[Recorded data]
───
PR #6772, opened 2024-04-06
feat: Add button to empty trash

### LINKED ISSUE #6215: Add button to empty trash
- This functionality should only be available to admins
- Should include a confirmation prompt
- Needs a new API endpoint so we don't need to make hundreds of API requests

hmacr:
Closes #6215

**Changelog**
- Add an API `documents.empty_trash`.
- Add a button in the Trash screen. This will trigger a confirmation prompt.
- Add a new section `Trash` in cmd bar. This includes the `Empty` action.


server/routes/api/documents/documents.ts
```diff
@@ -1701,4 +1701,48 @@ router.post(
   }
 );
 
+router.post(
+  "documents.empty_trash",
+  auth({ admin: true }),
+  validate(T.DocumentsEmptyTrashSchema),
+  async (ctx: APIContext<T.DocumentsEmptyTrashReq>) => {
+    const { user } = ctx.state.auth;
+    const { ids } = ctx.input.body;
```
tommoor, line 1710: We don't need to send `ids`, it's not particularly likely that the client will have the ids of every document in the trash in fact. Better to have the server find deleted docs that the user has access to

server/routes/api/documents/documents.ts
```diff
@@ -1701,4 +1701,48 @@ router.post(
   }
 );
 
+router.post(
+  "documents.empty_trash",
+  auth({ admin: true }),
```
tommoor, line 1706: Just changed this to

```suggestion
  auth({ role: UserRole.Admin }),
```

server/routes/api/documents/documents.ts
```diff
@@ -1701,4 +1701,48 @@ router.post(
...
+      where: {
+        id: {
+          [Op.in]: ids,
+        },
+      },
+      paranoid: false,
+    });
+
+    const documentIds = documents.map((document) => document.id);
+    await Document.update(
```
tommoor, line 1721: If this is needed perhaps it should probably be moved into `documentPermanentDeleter` but I'm not sure it its… presumably you saw an issue?

app/actions/definitions/trash.tsx
```diff
@@ -0,0 +1,28 @@
+import { TrashIcon } from "outline-icons";
+import React from "react";
+import DeleteDocumentsInTrash from "~/scenes/Trash/components/DeleteDocumentsInTrash";
+import { createAction } from "~/actions";
+import { TrashSection } from "~/actions/sections";
+import { trashPath } from "~/utils/routeHelpers";
+
+export const permanentlyDeleteDocumentsInTrash = createAction({
+  name: ({ t }) => t("Empty"),
+  analyticsName: "Permanently delete all documents in Trash",
```
tommoor, line 10:
```suggestion
  analyticsName: "Empty trash",
```

server/routes/api/documents/documents.ts
hmacr: Oh yeah, pagination.

So, the API would need to send the deleted ids back to the UI (to remove those docs from the store). Otherwise, the UI has to refresh all collections & docs to fetch the latest state (which seems un-necessary).
Is this an acceptable approach?

server/routes/api/documents/documents.ts
hmacr: I didn't really.
This is present in the individual document permanent delete API  ([code ref](https://github.com/outline/outline/blob/main/server/routes/api/documents/documents.ts#L1216)); so used it here in case it was needed for a special case.
Is this not needed henceforth?

server/routes/api/documents/documents.ts
tommoor: I'm not sure if it needs to send the ids back as the client can just remove any deleted documents it has?

server/routes/api/documents/documents.ts
tommoor: Managed to trace this back to the original implementation (https://github.com/outline/outline/commit/9fccc280d72e91e5cc8efbed73c04095f9be493a#diff-ce4bb28c7d77e61b5a4348fcda078c27194ddb25b68df1d0b2e34fdc3ef26ad9R1189), I think it's needed – but can be moved into the `documentPermanentDeleter` command so that it is shared

hmacr:
@tommoor I've addressed the review; please check.

app/actions/definitions/trash.tsx
```diff
@@ -0,0 +1,28 @@
+import { TrashIcon } from "outline-icons";
+import React from "react";
+import DeleteDocumentsInTrash from "~/scenes/Trash/components/DeleteDocumentsInTrash";
+import { createAction } from "~/actions";
+import { TrashSection } from "~/actions/sections";
+import { trashPath } from "~/utils/routeHelpers";
+
+export const permanentlyDeleteDocumentsInTrash = createAction({
```
tommoor, line 8: Sorry, I didn't notice the first round of review – this belongs in `actions/definitions/documents` just fine as we're acting on documents here.

app/actions/definitions/trash.tsx
```diff
@@ -0,0 +1,28 @@
...
+  name: ({ t }) => t("Empty"),
+  analyticsName: "Empty Trash",
```
tommoor, line 10:
```suggestion
  analyticsName: "Empty trash",
```

consistency

app/actions/definitions/trash.tsx
```diff
@@ -0,0 +1,28 @@
...
+  section: TrashSection,
+  icon: <TrashIcon />,
+  dangerous: true,
+  visible: ({ stores }) => stores.documents.deleted.length > 0,
+  perform: ({ stores, t, location }) => {
+    stores.dialogs.openModal({
+      title: t("Permanently delete all documents"),
```
tommoor, line 17:
```suggestion
      title: t("Permanently delete documents in trash"),
```

app/actions/sections.ts
```diff
@@ -20,3 +20,5 @@ export const TeamSection = ({ t }: ActionContext) => t("Workspace");
 
 export const RecentSearchesSection = ({ t }: ActionContext) =>
   t("Recent searches");
+
+export const TrashSection = ({ t }: ActionContext) => t("Trash");
```
tommoor, line 24: I don't think this is needed either, it's fine in the DocumentsSection?

app/scenes/Trash/components/DeleteDocumentsInTrash.tsx
```diff
@@ -0,0 +1,43 @@
...
+};
+
+function DeleteDocumentsInTrash({ onSubmit, shouldRedirect }: Props) {
+  const { t } = useTranslation();
+  const { documents } = useStores();
+  const history = useHistory();
+
+  const handleSubmit = async () => {
+    await documents.emptyTrash();
+    toast.success(t("Deleted all the documents in Trash"));
```
tommoor, line 22:
```suggestion
    toast.success(t("Trash emptied"));
```

app/scenes/Trash/index.tsx
```diff
@@ -2,19 +2,35 @@ import { observer } from "mobx-react";
...
 function Trash() {
   const { t } = useTranslation();
   const { documents } = useStores();
+  const context = useActionContext();
   return (
     <Scene icon={<TrashIcon />} title={t("Trash")}>
-      <Heading>{t("Trash")}</Heading>
+      <Flex align="baseline" justify="space-between">
+        <Heading>{t("Trash")}</Heading>
+        {documents.deleted.length > 0 && (
```
tommoor, line 24: There is an `actions` property on the `<Scene` component to place this button in the correct place, no need for the flex wrapper

server/routes/api/documents/documents.ts
```diff
@@ -1701,4 +1690,59 @@ router.post(
...
+  async (ctx: APIContext) => {
+    const { user } = ctx.state.auth;
+
+    const collectionIds = await user.collectionIds({
+      paranoid: false,
+    });
+    const collectionScope: Readonly<ScopeOptions> = {
+      method: ["withCollectionPermissions", user.id],
+    };
+    const viewScope: Readonly<ScopeOptions> = {
```
tommoor, line 1705: No need to include the `viewScope` here

app/actions/sections.ts
hmacr: Since we are acting on Trash, I thought creating a new section with its associated action(s) provided a clean separation (and also a clean UI in the cmd-bar).
I'm not sure `Empty Trash` is something that needs to be associated to a single document (and hence in the Documents section of cmd-bar).

tommoor: Okay, sure – lets keep the section but I'd still move the action into `definitions/documents` as definitely acting on documents fundamentally.

hmacr: Sure, will do.

app/scenes/Trash/index.tsx
hmacr: Screenshot 2024-04-12 at 8 26 47 AM

The `action` on the `Scene` looks disassociated from the Header at the far-right. Is this alright?
I'd prefer the button to live right next to the Header. What do you think?

tommoor: Yes, it's ok for consistency with other scenes. Might turn into a "..." if other actions get added here.

tommoor (approved):

app/actions/definitions/documents.tsx
```diff
@@ -828,6 +830,26 @@ export const permanentlyDeleteDocument = createAction({
   },
 });
 
+export const permanentlyDeleteDocumentsInTrash = createAction({
+  name: ({ t }) => t("Empty"),
+  analyticsName: "Empty trash",
+  section: TrashSection,
+  icon: <TrashIcon />,
+  dangerous: true,
+  visible: ({ stores }) => stores.documents.deleted.length > 0,
```
tommoor, line 839: I realized one thing here, the route is admin only – so this needs to be visible to admins only too, can check `user.isAdmin`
───
**Required action**. Repeat every entry exactly. Nothing may be dropped.

**Answer space**.
PR #6772, opened 2024-04-06
feat: Add button to empty trash

### LINKED ISSUE #6215: Add button to empty trash
- This functionality should only be available to admins
- Should include a confirmation prompt
- Needs a new API endpoint so we don't need to make hundreds of API requests

hmacr:
Closes #6215

**Changelog**
- Add an API `documents.empty_trash`.
- Add a button in the Trash screen. This will trigger a confirmation prompt.
- Add a new section `Trash` in cmd bar. This includes the `Empty` action.


server/routes/api/documents/documents.ts
```diff
@@ -1701,4 +1701,48 @@ router.post(
   }
 );
 
+router.post(
+  "documents.empty_trash",
+  auth({ admin: true }),
+  validate(T.DocumentsEmptyTrashSchema),
+  async (ctx: APIContext<T.DocumentsEmptyTrashReq>) => {
+    const { user } = ctx.state.auth;
+    const { ids } = ctx.input.body;
```
tommoor, line 1710: We don't need to send `ids`, it's not particularly likely that the client will have the ids of every document in the trash in fact. Better to have the server find deleted docs that the user has access to

server/routes/api/documents/documents.ts
```diff
@@ -1701,4 +1701,48 @@ router.post(
   }
 );
 
+router.post(
+  "documents.empty_trash",
+  auth({ admin: true }),
```
tommoor, line 1706: Just changed this to

```suggestion
  auth({ role: UserRole.Admin }),
```

server/routes/api/documents/documents.ts
```diff
@@ -1701,4 +1701,48 @@ router.post(
...
+      where: {
+        id: {
+          [Op.in]: ids,
+        },
+      },
+      paranoid: false,
+    });
+
+    const documentIds = documents.map((document) => document.id);
+    await Document.update(
```
tommoor, line 1721: If this is needed perhaps it should probably be moved into `documentPermanentDeleter` but I'm not sure it its… presumably you saw an issue?

app/actions/definitions/trash.tsx
```diff
@@ -0,0 +1,28 @@
+import { TrashIcon } from "outline-icons";
+import React from "react";
+import DeleteDocumentsInTrash from "~/scenes/Trash/components/DeleteDocumentsInTrash";
+import { createAction } from "~/actions";
+import { TrashSection } from "~/actions/sections";
+import { trashPath } from "~/utils/routeHelpers";
+
+export const permanentlyDeleteDocumentsInTrash = createAction({
+  name: ({ t }) => t("Empty"),
+  analyticsName: "Permanently delete all documents in Trash",
```
tommoor, line 10:
```suggestion
  analyticsName: "Empty trash",
```

server/routes/api/documents/documents.ts
hmacr: Oh yeah, pagination.

So, the API would need to send the deleted ids back to the UI (to remove those docs from the store). Otherwise, the UI has to refresh all collections & docs to fetch the latest state (which seems un-necessary).
Is this an acceptable approach?

server/routes/api/documents/documents.ts
hmacr: I didn't really.
This is present in the individual document permanent delete API  ([code ref](https://github.com/outline/outline/blob/main/server/routes/api/documents/documents.ts#L1216)); so used it here in case it was needed for a special case.
Is this not needed henceforth?

server/routes/api/documents/documents.ts
tommoor: I'm not sure if it needs to send the ids back as the client can just remove any deleted documents it has?

server/routes/api/documents/documents.ts
tommoor: Managed to trace this back to the original implementation (https://github.com/outline/outline/commit/9fccc280d72e91e5cc8efbed73c04095f9be493a#diff-ce4bb28c7d77e61b5a4348fcda078c27194ddb25b68df1d0b2e34fdc3ef26ad9R1189), I think it's needed – but can be moved into the `documentPermanentDeleter` command so that it is shared

hmacr:
@tommoor I've addressed the review; please check.

app/actions/definitions/trash.tsx
```diff
@@ -0,0 +1,28 @@
+import { TrashIcon } from "outline-icons";
+import React from "react";
+import DeleteDocumentsInTrash from "~/scenes/Trash/components/DeleteDocumentsInTrash";
+import { createAction } from "~/actions";
+import { TrashSection } from "~/actions/sections";
+import { trashPath } from "~/utils/routeHelpers";
+
+export const permanentlyDeleteDocumentsInTrash = createAction({
```
tommoor, line 8: Sorry, I didn't notice the first round of review – this belongs in `actions/definitions/documents` just fine as we're acting on documents here.

app/actions/definitions/trash.tsx
```diff
@@ -0,0 +1,28 @@
...
+  name: ({ t }) => t("Empty"),
+  analyticsName: "Empty Trash",
```
tommoor, line 10:
```suggestion
  analyticsName: "Empty trash",
```

consistency

app/actions/definitions/trash.tsx
```diff
@@ -0,0 +1,28 @@
...
+  section: TrashSection,
+  icon: <TrashIcon />,
+  dangerous: true,
+  visible: ({ stores }) => stores.documents.deleted.length > 0,
+  perform: ({ stores, t, location }) => {
+    stores.dialogs.openModal({
+      title: t("Permanently delete all documents"),
```
tommoor, line 17:
```suggestion
      title: t("Permanently delete documents in trash"),
```

app/actions/sections.ts
```diff
@@ -20,3 +20,5 @@ export const TeamSection = ({ t }: ActionContext) => t("Workspace");
 
 export const RecentSearchesSection = ({ t }: ActionContext) =>
   t("Recent searches");
+
+export const TrashSection = ({ t }: ActionContext) => t("Trash");
```
tommoor, line 24: I don't think this is needed either, it's fine in the DocumentsSection?

app/scenes/Trash/components/DeleteDocumentsInTrash.tsx
```diff
@@ -0,0 +1,43 @@
...
+};
+
+function DeleteDocumentsInTrash({ onSubmit, shouldRedirect }: Props) {
+  const { t } = useTranslation();
+  const { documents } = useStores();
+  const history = useHistory();
+
+  const handleSubmit = async () => {
+    await documents.emptyTrash();
+    toast.success(t("Deleted all the documents in Trash"));
```
tommoor, line 22:
```suggestion
    toast.success(t("Trash emptied"));
```

app/scenes/Trash/index.tsx
```diff
@@ -2,19 +2,35 @@ import { observer } from "mobx-react";
...
 function Trash() {
   const { t } = useTranslation();
   const { documents } = useStores();
+  const context = useActionContext();
   return (
     <Scene icon={<TrashIcon />} title={t("Trash")}>
-      <Heading>{t("Trash")}</Heading>
+      <Flex align="baseline" justify="space-between">
+        <Heading>{t("Trash")}</Heading>
+        {documents.deleted.length > 0 && (
```
tommoor, line 24: There is an `actions` property on the `<Scene` component to place this button in the correct place, no need for the flex wrapper

server/routes/api/documents/documents.ts
```diff
@@ -1701,4 +1690,59 @@ router.post(
...
+  async (ctx: APIContext) => {
+    const { user } = ctx.state.auth;
+
+    const collectionIds = await user.collectionIds({
+      paranoid: false,
+    });
+    const collectionScope: Readonly<ScopeOptions> = {
+      method: ["withCollectionPermissions", user.id],
+    };
+    const viewScope: Readonly<ScopeOptions> = {
```
tommoor, line 1705: No need to include the `viewScope` here

app/actions/sections.ts
hmacr: Since we are acting on Trash, I thought creating a new section with its associated action(s) provided a clean separation (and also a clean UI in the cmd-bar).
I'm not sure `Empty Trash` is something that needs to be associated to a single document (and hence in the Documents section of cmd-bar).

tommoor: Okay, sure – lets keep the section but I'd still move the action into `definitions/documents` as definitely acting on documents fundamentally.

hmacr: Sure, will do.

app/scenes/Trash/index.tsx
hmacr: Screenshot 2024-04-12 at 8 26 47 AM

The `action` on the `Scene` looks disassociated from the Header at the far-right. Is this alright?
I'd prefer the button to live right next to the Header. What do you think?

tommoor: Yes, it's ok for consistency with other scenes. Might turn into a "..." if other actions get added here.

tommoor (approved):

app/actions/definitions/documents.tsx
```diff
@@ -828,6 +830,26 @@ export const permanentlyDeleteDocument = createAction({
   },
 });
 
+export const permanentlyDeleteDocumentsInTrash = createAction({
+  name: ({ t }) => t("Empty"),
+  analyticsName: "Empty trash",
+  section: TrashSection,
+  icon: <TrashIcon />,
+  dangerous: true,
+  visible: ({ stores }) => stores.documents.deleted.length > 0,
```
tommoor, line 839: I realized one thing here, the route is admin only – so this needs to be visible to admins only too, can check `user.isAdmin`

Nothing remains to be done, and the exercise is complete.